New Super Mario Bros. Wii, a successor to New Super Mario Bros., was released internationally for the Wii on November 12, 2009. It features similar gameplay to its predecessor, with several of the same power-ups returning as well as brand-new ones. The game is the first Super Mario game to feature cooperative gameplay for up to four people. A direct sequel, New Super Mario Bros. 2, was released for the Nintendo 3DS on July 28, 2012. New Super Mario Bros. U was released as a launch title for the Wii U on November 18, 2012. An expansion to the game titled New Super Luigi U was released as DLC on June 20, 2013, but was later rereleased as its own disc. An enhanced version of New Super Mario Bros. U, including New Super Luigi U, was released for the Nintendo Switch on January 11, 2019, under the name of New Super Mario Bros. U Deluxe. It features Toadette as a new playable character.

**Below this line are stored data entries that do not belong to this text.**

PR #85, opened 2025-07-25
Fix: replace OOM succeptible Stream API based Adaptive query client with Finite State Machine implementation

jschneidereit:
This pull request resolves an OutOfMemoryError described below by replacing the Adaptive query client that was formerly based on the Java Stream API with a one based on a Finite State Machine. 

Additionally, we reduce the unnecessary size of the queries in our integration tests (originally this was to enforce multiple chunks per query) by using the correct configuration in our hyper.yaml file, therefore reducing the overall test time from a couple minutes down to ~20 seconds.

## Original proposal

This documents the proposed solution to address memory consumption issues in the current `AdaptiveQueryStatusListener` implementation. The existing code uses extensive Stream API constructs (flatMap, filter, map) in conjunction with Spliterator-based iteration which causes `OutOfMemoryError: Java heap space` when processing large result sets. This may have been either introduced or exacerbated when we migrated from Java 11 to Java 8 since this overload of Stream::iterate was no longer available to us:
[`Stream<T> iterate​(T seed, Predicate<? super T> hasNext, UnaryOperator<T> next)`](https://docs.oracle.com/javase/9/docs/api/java/util/stream/Stream.html#iterate-T-java.util.function.Predicate-java.util.function.UnaryOperator-).

The updated `SubmitQueryAndConsumeResultsTest` demonstrates the current issue and throws `OutOfMemoryError: Java heap space` with the existing streaming-based implementation. This FSM design will guide the implementation of a memory-efficient solution that maintains Iterator<QueryResult> interface while using state-driven API calls under the hood.

Solution: The proposed FSM eliminates Stream API constructs entirely, making targeted `GetQueryResult` and `GetQueryInfo` gRPC calls based on state transitions instead of relying on Stream transformations. This should provide true streaming semantics with minimal memory footprint while maintaining (even improving) the existing Adaptive transfer mode benefits  maintaining the Adaptive transfer mode benefits of faster time-to-first-result than pure async mode while avoiding timeout risks of sync mode.

We expect this solution to not only be more efficient than the existing implementation, but also to have better performance characteristics since the current implementation currently calls `waitForQueryStatus` wait for the async portion (tail) of the result set as opposed to the FSM which will acquire chunks as they become available, see [AdaptiveQueryStatusListener#tail](jdbc-core/src/main/java/com/salesforce/datacloud/jdbc/core/listener/AdaptiveQueryStatusListener.java).

References:
- [Why the tryAdvance of stream.spliterator() may accumulate items into a buffer?](https://stackoverflow.com/questions/47036993/why-the-tryadvance-of-stream-spliterator-may-accumulate-items-into-a-buffer)
- [Why filter() after flatMap() is "not completely" lazy in Java streams?](https://stackoverflow.com/questions/29229373/why-filter-after-flatmap-is-not-completely-lazy-in-java-streams)

### Adaptive Query Enhancements
* Added documentation for the adaptive query pattern in `docs/adaptive-fsm.md`, including a detailed state diagram explaining the flow of query execution and result fetching phases.

### Refactoring Query Execution and Result Handling
* Replaced `AsyncQueryStatusListener` and `AdaptiveQueryStatusListener` with `AsyncQueryResultHandle` and `AdaptiveQueryResultIterator` for better encapsulation of query state and results. Updated methods like `executeAdaptiveQuery` and `executeAsyncQuery` in `DataCloudStatement` to use these new classes. [[1]](diffhunk://#diff-03b48f2d320d22350bf328a0ab3cb10ecdb3585ab5dd678f9e79142e8ec5ee46L115-R135) [[2]](diffhunk://#diff-e822acfd0a73654b02524fb194aead2740b5dd31d4168b9c6b0b99e16e60bfaaL113-R120)
* Updated `StreamingResultSet` to use `QueryResultIterator` instead of relying on a client and listener, simplifying result set creation and management.

### Simplifying Method Naming
* Renamed `getQueryExecutor` to `getQueryClient` in `DataCloudStatement` and `DataCloudPreparedStatement` for better alignment with its purpose. [[1]](diffhunk://#diff-03b48f2d320d22350bf328a0ab3cb10ecdb3585ab5dd678f9e79142e8ec5ee46L69-R87) [[2]](diffhunk://#diff-e822acfd0a73654b02524fb194aead2740b5dd31d4168b9c6b0b99e16e60bfaaL98-R98)

### Code Cleanup and Consistency
* Removed unused imports and methods, such as `getQueryStatus` from `DataCloudResultSet` and redundant listener imports from `DataCloudStatement`. [[1]](diffhunk://#diff-8e3b14540a19a6779d7571e8d4f9d9fbc4927ff4aa46952aeb89ec7936243692L18-L26) [[2]](diffhunk://#diff-03b48f2d320d22350bf328a0ab3cb10ecdb3585ab5dd678f9e79142e8ec5ee46L18-R28)
* Updated parameter names for clarity, such as renaming `timeout` to `waitTimeout` in `waitForResultsProduced` in `DataCloudConnection`.

### Minor Fixes and Improvements
* Replaced direct exception instantiation with a factory method (`createException`) for better consistency in error handling.
* Adjusted memory allocation logic in `StreamingResultSet` to streamline resource management.


jdbc-core/src/main/java/com/salesforce/datacloud/jdbc/core/fsm/AdaptiveQueryResultIterator.java
```diff
@@ -0,0 +1,267 @@
...
+                if (context.executeQueryResponses != null && context.executeQueryResponses.hasNext()) {
+                    val response = context.executeQueryResponses.next();
+
+                    if (response.hasQueryInfo()) {
+                        context.updateQueryContext(response.getQueryInfo());
+                    }
+
+                    if (response.hasQueryResult()) {
+                        context.setQueryResult(response.getQueryResult());
+                    }
```
mkaufmann, line 128: These should be if ... elif ... and then an else where we throw an exception if the message is not marked as optional

jdbc-core/src/main/java/com/salesforce/datacloud/jdbc/core/StreamingResultSet.java
```diff
@@ -60,14 +60,20 @@ private StreamingResultSet(
...
+
+    public static StreamingResultSet of(QueryResultIterator iterator) throws DataCloudJDBCException {
+        return of(iterator, iterator::getQueryId, iterator::getQueryStatus);
     }
 
-    @SneakyThrows
     public static StreamingResultSet of(
-            String queryId, HyperGrpcClientExecutor client, Iterator<QueryResult> iterator) {
+            Iterator<QueryResult> iterator,
+            ThrowingJdbcSupplier<String> getQueryId,
```
mkaufmann, line 74: Where would this actually be throwing for queryId? I didn't find a place where that would happen. Looks like it can just stay String

jdbc-core/src/main/java/com/salesforce/datacloud/jdbc/core/StreamingResultSet.java
```diff
@@ -60,14 +60,20 @@ private StreamingResultSet(
...
+            ThrowingJdbcSupplier<DataCloudQueryStatus> getQueryStatus)
```
mkaufmann, line 75: Why not just `DataCloudQueryStatus` for an initial status and if it is null / if not finished yet and we need to update the ResultSet can just fetch the status itself using the queryId. That would make the logic more encapsulated instead of having an arbitrary supplier to reason around in the result set

jdbc-core/src/main/java/com/salesforce/datacloud/jdbc/core/DataCloudResultSet.java
```diff
@@ -18,10 +18,15 @@
 import com.salesforce.datacloud.jdbc.exception.DataCloudJDBCException;
 import com.salesforce.datacloud.query.v3.DataCloudQueryStatus;
 import java.sql.ResultSet;
-import java.util.stream.Stream;
+import java.time.Duration;
+import java.util.function.Predicate;
 
 public interface DataCloudResultSet extends ResultSet {
-    String getQueryId();
+    String getQueryId() throws DataCloudJDBCException;
```
mkaufmann, line 25: Without the supplier design this could also be not throwing

jdbc-core/src/main/java/com/salesforce/datacloud/jdbc/core/DataCloudStatement.java
```diff
@@ -261,9 +261,18 @@ public ResultSet getResultSet() throws SQLException {
...
-            resultSet = listener.generateResultSet();
+            if (iterator instanceof AsyncQueryResultIterator) {
+                val status = iterator.getQueryStatus();
+                log.warn(
+                        "Prefer acquiring async result sets from the helper methods on DataCloudConnection, will use chunk based result set from status={}",
+                        status);
+                resultSet = connection.getChunkBasedResultSet(status.getQueryId(), 0, status.getChunkCount());
+            } else {
+                resultSet = StreamingResultSet.of(iterator);
+            }
```
mkaufmann, line 272: This logic looks wrong to me. `getQueryStatus` doesn't guarantee that the query has results produced so this might produce an arbitrary fraction of results from the overall result.

jdbc-core/src/main/java/com/salesforce/datacloud/jdbc/core/HyperGrpcClientExecutor.java
```diff
@@ -219,25 +219,24 @@ private QueryInfoParam getQueryInfoParam(String queryId) {
...
-                    val request = getQueryParams(sql, builder);
-                    // We set the deadline based off the query timeout here as the server-side doesn't properly enforce
-                    // the query timeout during the initial compilation phase. By setting the deadline, we can ensure
-                    // that the query timeout is enforced also when the server hangs during compilation.
-                    val remainingDuration = queryTimeout.getLocalDeadline().getRemaining();
-                    return stub.withDeadlineAfter(remainingDuration.toMillis(), TimeUnit.MILLISECONDS)
-                            .executeQuery(request);
-                },
+                () -> stub.withDeadlineAfter(remainingDuration.toMillis(), TimeUnit.MILLISECONDS)
+                        .executeQuery(request),
```
mkaufmann, line 228: Please add comment agai

jdbc-core/src/main/java/com/salesforce/datacloud/jdbc/core/fsm/AdaptiveQueryResultIterator.java
```diff
@@ -0,0 +1,267 @@
...
+        void updateQueryContext(QueryInfo info) {
+            DataCloudQueryStatus.of(info).ifPresent(status::set);
+        }
+
+        String getQueryId() {
+            val current = status.get();
+            return current != null ? current.getQueryId() : null;
+        }
+
+        boolean isQueryComplete() {
```
mkaufmann, line 219:
```suggestion
        boolean allResultsProduced() {
```

jdbc-core/src/test/java/com/salesforce/datacloud/jdbc/core/StreamingResultSetTest.java
```diff
@@ -40,7 +40,7 @@ public static String query(String arg) {
     }
 
     private static final Properties none = new Properties();
-    private static final int large = 10 * 1024 * 1024;
+    private static final int large = 64;
```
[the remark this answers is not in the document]
jschneidereit: I'm going to revert this change since it this depends on the `result_target_chunk_size * arrow_write_buffer_initial_tuple_limit` config

buildSrc/src/main/kotlin/java-base-conventions.gradle.kts
```diff
@@ -25,6 +25,4 @@ tasks.withType<Test>().configureEach {
         showStandardStreams = true
         showStackTraces = true
     }
-
-    jvmArgs("-Xmx2g", "-Xms512m")
```
jschneidereit, line 29: This appears to have been hiding the OOM issue

jdbc-core/src/main/java/com/salesforce/datacloud/jdbc/core/DataCloudStatement.java
jschneidereit: Thanks for this comment, it helped me arrive at a better abstraction I think. Async -> Handle and Adaptive -> Iterator. The handle is intended to be used with waitFor/get{Row|Chunk}Based while the iterator can directly be fed to a StreamingResultSet

PR #92, opened 2025-08-08
BREAKING: replace waitFor* methods with predicate-based waitFor and remove RowBased.Mode

jschneidereit:
Replace Java Stream API with FSM for query status polling to fix lazy evaluation issues.
Remove count-based waitFor methods in favor of predicate-based API for simplified usage.

API Changes:
- Remove waitForChunksAvailable(), waitForRowsAvailable(), waitForResultsProduced()
- Remove getQueryStatus() Stream-based method
- Replace waitForQueryStatus() with waitFor() accepting Predicate<QueryStatus>
- Add waitFor() overload with infinite timeout (no Duration parameter)
- Remove RowBased.Mode enum and interface, keep only full-range behavior
- Rename DataCloudQueryStatus to QueryStatus

Exception Behavior:
- waitFor() now throws DataCloudJDBCException when predicate fails on finished execution
- waitFor() throws DataCloudJDBCException on timeout exceeded
- Improved error messages with better context

Breaking Changes: Consumers must migrate from count-based waitFor* methods to
predicate-based waitFor() using QueryStatus boolean methods like:
  waitFor(queryId, s -> s.allResultsProduced() || s.getRowCount() >= targetRows)


jdbc-core/src/main/java/com/salesforce/datacloud/jdbc/core/DataCloudConnection.java
```diff
@@ -238,64 +271,25 @@ public DataCloudResultSet getChunkBasedResultSet(String queryId, long chunkId) t
...
-     * This method will wait until the server responds with a satisfactory status or the timeout is reached.
+     * This method will wait until the server responds with a satisfactory status, the query is finished, or the timeout is reached.
      * @param queryId The identifier of the query to check
      * @param waitTimeout The duration to wait for the engine have results produced.
-     * @return The first satisfactory status or the last {@link DataCloudQueryStatus} the server replied with.
+     * @return The first satisfactory status or the last {@link QueryStatus} the server replied with.
      */
-    public DataCloudQueryStatus waitForQueryStatus(
-            String queryId, Duration waitTimeout, Predicate<DataCloudQueryStatus> predicate)
+    public QueryStatus waitFor(String queryId, Duration waitTimeout, Predicate<QueryStatus> predicate)
```
mkaufmann, line 289: @vogelsgesang can you check if this matches your understanding on the discussion for `waitFor` behavior?

jdbc-core/src/main/java/com/salesforce/datacloud/jdbc/core/DataCloudConnection.java
```diff
@@ -238,64 +271,25 @@ public DataCloudResultSet getChunkBasedResultSet(String queryId, long chunkId) t
...
     }
 
     /**
      * Checks if a given predicate is satisfied by the status of the query.
-     * This method will wait until the server responds with a satisfactory status or the timeout is reached.
+     * This method will wait until the server responds with a satisfactory status, the query is finished, or the timeout is reached.
      * @param queryId The identifier of the query to check
      * @param waitTimeout The duration to wait for the engine have results produced.
-     * @return The first satisfactory status or the last {@link DataCloudQueryStatus} the server replied with.
+     * @return The first satisfactory status or the last {@link QueryStatus} the server replied with.
```
mkaufmann, line 287: Document on when this can throw. Is it only if the query fails?

jdbc-core/src/main/java/com/salesforce/datacloud/jdbc/core/DataCloudConnection.java
```diff
@@ -238,64 +271,25 @@ public DataCloudResultSet getChunkBasedResultSet(String queryId, long chunkId) t
...
-    }
-
-    /**
-     * Checks if all the query's results are ready, the row count and chunk count will be stable.
-     * @param queryId The identifier of the query to check
-     * @param waitTimeout The duration to wait for the engine have results produced.
-     * @return The first status where {@link DataCloudQueryStatus#allResultsProduced()} or the last status the server replied with.
+     * Checks if a given predicate is satisfied by the status of the query.
+     * This method will wait until the server responds with a satisfactory status or the query is finished.
+     * @see #waitFor(String, Duration, Predicate)
```
mkaufmann, line 276: Document on when this can throw. Is it only if the query fails?

jdbc-core/src/main/java/com/salesforce/datacloud/jdbc/core/DataCloudConnection.java
```diff
@@ -238,64 +271,25 @@ public DataCloudResultSet getChunkBasedResultSet(String queryId, long chunkId) t
...
-        return executor.waitForChunksAvailable(queryId, offset, limit, Deadline.of(waitTimeout), allowLessThan);
-    }
-
-    /**
-     * Checks if all the query's results are ready, the row count and chunk count will be stable.
-     * @param queryId The identifier of the query to check
-     * @param waitTimeout The duration to wait for the engine have results produced.
-     * @return The first status where {@link DataCloudQueryStatus#allResultsProduced()} or the last status the server replied with.
+     * Checks if a given predicate is satisfied by the status of the query.
+     * This method will wait until the server responds with a satisfactory status or the query is finished.
```
mkaufmann, line 275: Add documentation on how long this will wait

jdbc-core/src/test/java/com/salesforce/datacloud/jdbc/examples/ResultScanTest.java
```diff
@@ -61,7 +61,7 @@ void testResultScanWithWait() {
                 val stmt = conn.createStatement()) {
             // We don't have any separate query timeouts here, as Spark already has a global job timeout, anyway.
             // TODO (W-18851398): Set the timeout to infinite, as soon as `waitForQueryStatus` accepts it.abstract
-            conn.waitForQueryStatus(queryId, Duration.ofDays(1), DataCloudQueryStatus::isExecutionFinished);
+            conn.waitFor(queryId, Duration.ofDays(1), QueryStatus::isExecutionFinished);
```
mkaufmann, line 64: This is showing wrong usage of `waitFor` as new behavior is that it returns even on timeout / if pred is not met. Thus it's not guaranteed that we are allowed to proceed with the execute query. Would adjust to capture the returned status and throw an exception if the query is not finished

jschneidereit: The new behavior is that we throw if timeout is hit and predicate is not satisfied, I've updated the javadocs for waitFor to better describe that

PR #100, opened 2025-08-12
ci: use gradle wrapper in ci per https://github.com/gradle/actions

jschneidereit:


.github/workflows/reusable-build-publish.yml
```diff
@@ -42,14 +39,11 @@ jobs:
         with:
           distribution: 'temurin'
           java-version: '17'
-      - name: Setup Gradle
-        uses: gradle/actions/setup-gradle@v4
-        with:
-          gradle-version: ${{ env.GRADLE_VERSION }}
+      - uses: gradle/actions/setup-gradle@v4
```
vogelsgesang, line 42: do we still need this action at all, if we are calling `gradlew` anyway?

Here and all other uses of `gradle/actions/setup-gradle@v4`

carsheng (approved):

.github/workflows/reusable-build-publish.yml
jschneidereit: I'll remove the first one, but the main build sets up build scanning etc and we should keep that

jschneidereit: I tried removing them as an experiment and simple things like `./gradlew -q printHyperApiVersion` took 3x as long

The subseries would be succeeded by Super Mario Bros. Wonder in 2023, whose developers stated that with it they sought to create "a foundation for future 2D Mario games" like the one New Super Mario Bros. created, and wanted to develop "a significant evolution" like it was when it was released as the first 2D Mario game to use 3D elements.

In 2026, outlets reflected on the impact and legacy of New Super Mario Bros. Nintendo Life stated that because of how following the release of its sequels there were "multiple 'New' games over the years" it "became sometimes difficult to appreciate just how big the game was at the time" but remarked that "it really felt 'New' back then" and "was special" for how it "blended the old and the new", "reintroduced the classic Mario formula", "kickstarted a whole new sub-series", and its "classic power-ups alongside shiny new ones" and "new movement abilities" which allowed "even more creative level designs". They concluded that "While many feel that the 'New' series got a bit samey over the years", the original regardless remained "an extremely fun and polished game", and they'll "always have a soft spot for the first 2.5D entry on DS". ComicBook.com determined that the game was a "fresh take on a side-scrolling adventure" and noted how it, in addition to revitalizing 2D Mario games, "helped bring back the side-scroller as a viable genre and set the stage for plenty of terrific modern classics" and went on to mention that its critical and commercial success "proved the genre could still be refined with modern touches and that older franchises still had a space in the gaming landscape". ComicBook concluded by remarking how it "underscored just how much potential was still in the then-forgotten side-scrolling genre" and "revitalize[d] an entire genre — and in the twenty years since, gaming has gotten a lot of great titles as a result".